When a parent speaks against his or her spouse, it is devastating in the child’s mind because the love of their parents is distorted. In child psychology, this is called Parental Alienation Syndrome. It refers to the confusion kids feel when they see people they looked up and love hurting each other.

The pertinent issue for the kid is who to support. And since couples try to shield kids from the problems in the relationship, the kids’ decision might be based on the wrong premise.

The emotional impact

Studies have shown that most kids who end up with psychological problems have unresolved emotional problems. And the emotional state of the children directly affects their behavior. Couples are so focused on the conflicts between them that they often forget the child’s presence as well as their emotional needs.

Most times the conflict between the couple can completely consume them as they try to advance their respective self-interest. Watching parents have a go at each other is never a good thing for kids.

Some kids deal with the turmoil inside by causing grievous harm to themselves. It is just a way of reminding the parents about their responsibilities. It is simply a cry for help.

Managing the effects of separation on kids

effects of separation on kids

Be open to the kids

Sometimes all kids need from parents is to be treated like intelligent human beings who can be trusted to handle complex issues.

Shielding the truth from kids is always counter-productive. One of the simplest ways to manage the situation is to sit them down and carefully explain what is about to happen. It is best if both parents do this together so the kids know the decision to separate is mutual.

Make them understand in a simple way that as adults, separation is the best option; but as parents, you two would always give them all the love, support and care they desire. Emphasize the fact that nothing is going to change in how you treat them

Don’t make impossible promises, be honest

You might want to placate the kids by making impossible promises to them. That is understandable but it is completely wrong. Remember, you are dealing with them with respect, don’t complicate the situation by adding well-intentioned lies to the mix.
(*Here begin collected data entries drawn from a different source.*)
PR #2585, opened 2026-07-02
thermal: surgically excise power-down timeout

hawkw:
Presently, the thermal loop will power down the system if any component remains above its "critical" threshold for 60 seconds. We believe this behavior to be excessively conservative, and unnecessary, as an uncontrollable thermal runaway event will eventually result in something tripping its "power-down" threshold and shutting the system down immediately.

This commit makes the smallest possible change to the thermal loop to remove the timeout. This allows us to operate at the edge of our thermal envelope for as long as is necessary, while still ensuring that the fans go full-throttle when we hit 90 Funny AMD Temperature Units, or when anything else hits its crit threshold. The rest of the control loop behavior should be identical.

### DIFF
--- a/task/thermal/src/control.rs
+++ b/task/thermal/src/control.rs
@@ -452,9 +452,6 @@ pub(crate) struct ThermalControl<'a> {
     /// Controller state
     state: ThermalControlState,
 
-    /// How long to wait in the `Overheated` state before powering down
-    overheat_timeout_ms: u64,
-
     /// Most recent power mode mask
     power_mode: PowerBitmask,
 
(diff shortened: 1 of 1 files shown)


task/thermal/src/control.rs
```diff
@@ -1437,10 +1415,6 @@ impl<'a> ThermalControl<'a> {
                     // nominal.
                     let values = *values;
                     self.transition_to_fan_party(now_ms, values)
-                } else if now_ms > *start_time + self.overheat_timeout_ms {
-                    // If blasting the fans hasn't cooled us down in this amount
-                    // of time, then something is terribly wrong - abort!
-                    self.transition_to_uncontrollable(now_ms)
```
hawkw, line 1443: this is the important part

labbott:
this tentatively looks okay to me but I don't have the full context so I'll let others review/comment

bcantrill (approved):
Looks great -- thanks for updating the surrounding comments as well.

Other ways of managing the problem includes:

  • Do not involve the children in the conflicts.
  • Establish agreements for visits and child rearing; inform the kids of the arrangements
  • Encourage the kids to adequately express emotions or feelings that may be bothering them.
  • If necessary, make an appointment with a child specialist to help the kids vent their grief and adapt to the changes
  • Make it clear to them that they are not in any way responsible for the problems that led to the impending separation.

As a parent, it is your responsibility to do everything possible to make sure the kids grow up into well-adjusted adults. A separation or divorce complicates an already difficult life for them. So you must pull out all the stops to make the transition easier for them.